Consumer Credit 7.0% Increase Driven By Student Loans for November 2012

The Federal Reserve's consumer credit report for November 2012 shows a 7.0% annualized monthly increase in consumer credit, once again driven by student loans. Revolving credit increased by 1.1%, and non-revolving credit jumped another 9.6%. October showed consumer credit increasing by a 6.2% annualized rate.

 

consumer credit

 

Revolving credit are things like credit cards and non-revolving are things like auto loans and student loans. Mortgages, home equity loans and other loans associated with real estate are not included in this report.

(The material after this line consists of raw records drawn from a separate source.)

PR #211, opened 2024-09-19
Add DataAPI metadata passthrough to `apply`

asinghvi17:
This PR propagates all non-`:default` style metadata through to the result table in `apply` on tables, if:
- there is metadata that can be read in the input table
- the result table type supports metadata writes (so not a named tuple table, for example)

This PR also adds `GEOINTERFACE:geometrycolumns` and `GEOINTERFACE:crs` tags to the resulting table, and ensures that the CRS is correct according to:
a. the `crs` kwarg to `apply`
if that is not present,
b. `GI.crs(input_table)`

this way, `GO.reproject` automatically changes the table metadata too!

### DIFF
--- a/Project.toml
+++ b/Project.toml
@@ -5,6 +5,7 @@ version = "0.1.11"
 
 [deps]
 CoordinateTransformations = "150eb455-5306-5404-9cee-2592286d6298"
+DataAPI = "9a962f9c-6df0-11e9-0e5d-c546b8b5ee8a"
 DelaunayTriangulation = "927a84f5-c5f4-47a5-9785-b46e178433df"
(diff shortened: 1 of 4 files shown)


asinghvi17:
I should probably PR this idea to GeoInterface too.

rafaqz (approved):
Looks good.

It could be nice to put this metadata update function in GeoInterface.jl some day, so we use the same thing everywhere. But here is fine for now.

asinghvi17:
Agreed, will look at a GeoInterface PR to encode this standard tomorrow.  Then we can go about defining metadata for e.g. GeoJSON, Shapefile, etc so everything just flows.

Overall consumer credit increased $16.1 billion dollars to $2,768.5 billion, seasonally adjusted. Revolving credit increased by $800 million while non-revolving increased $15.2 billion from October.

The report gives percent changes in simple annualized rates, also known as a continuously compounded annualized rate of change. Consumer credit contractions correlate to recessions. The consumer credit report does not include charge offs and delinquencies. Credit card charge-offs were 3.90% in November and the delinquency rate for Q3 is at an 18 year low, 2.75%.

Graphed below is total consumer credit.

 

 

Student loans continue to soar. Federal government non-revolving consumer credit includes loans originated by the Department of Education under the Federal Direct Loan Program, as well as Federal Family Education Program loans that the government purchased from depository institutions and finance companies. In other words, Federal government non-resolving credit is student loans. This month student loans increased another $4.9 billion to $521.3 billion, not seasonally adjusted. When removing student loans from the not seasonally adjusted data, we have a consumer credit increase of $3.0 billion by institution type. This implies auto loans also increased.

The federal government started making 100% of guaranteed student loans in July 2010. People went more into debt, clearly, to pay for the soaring, absurdly high, educational costs. Below is the not seasonally adjusted ballooning non-revolving credit held by the Federal Government, i.e. student loans.

 

 

Below is non-revolving credit, seasonally adjusted, annualized percentage change.

 

nonrevolving credit

 

Revolving credit, which is mainly credit cards, has increased for the second month in a row as October's revolving consumer credit increase was 4.8%. Charge offs are not included in this report. Interest rates for credit cards with a balance was 12.81% in November. Think about that and how the Federal Funds effective rate is essentially zero.

 

 

The New York Fed released their Q3 report for consumer and household debt where they show a dramatic increase in student loan delinquency rates. From their report for Q3:

Non-mortgage household debt balances jumped by 2.3% in the third quarter to $2.7 trillion, boosted by increases of $18 billion in auto loans, $42 billion in student loans, and $2 billion in credit card balances.

Below is the monthly revolving consumer credit annualized percentage change.

 

 

Now below is the pools of securitized assets, which had no change and is $58.1 billion. The Fed describes this category as:

Outstanding balances of pools upon which securities have been issued; these balances are no longer carried on the balance sheets of the loan originators. The shift of consumer credit from pools of securitized assets to other categories is largely due to financial institutions' implementation of the FAS 166/167 accounting rules.

They are off-balance-sheet securitized assets originated by all major holders.

 

 

Below is commercial banks revolving credit.

 

 

Below is revolving credit by finance companies.

 

 

Those 2010 "cliffs" on pools of assets and commercial banks graphs were the off the corporate books derivatives. They were brought back onto the liabilities book, via FSAB accounting rules changes in 2010.

Those in the press like to characterize debt as an increase in consumer spending and thus good for the economy. We somehow doubt crushing student loan debt has a stimulative effect to consumer spending or the economy. Every month we see student loan debt just piling up and this month is no exception.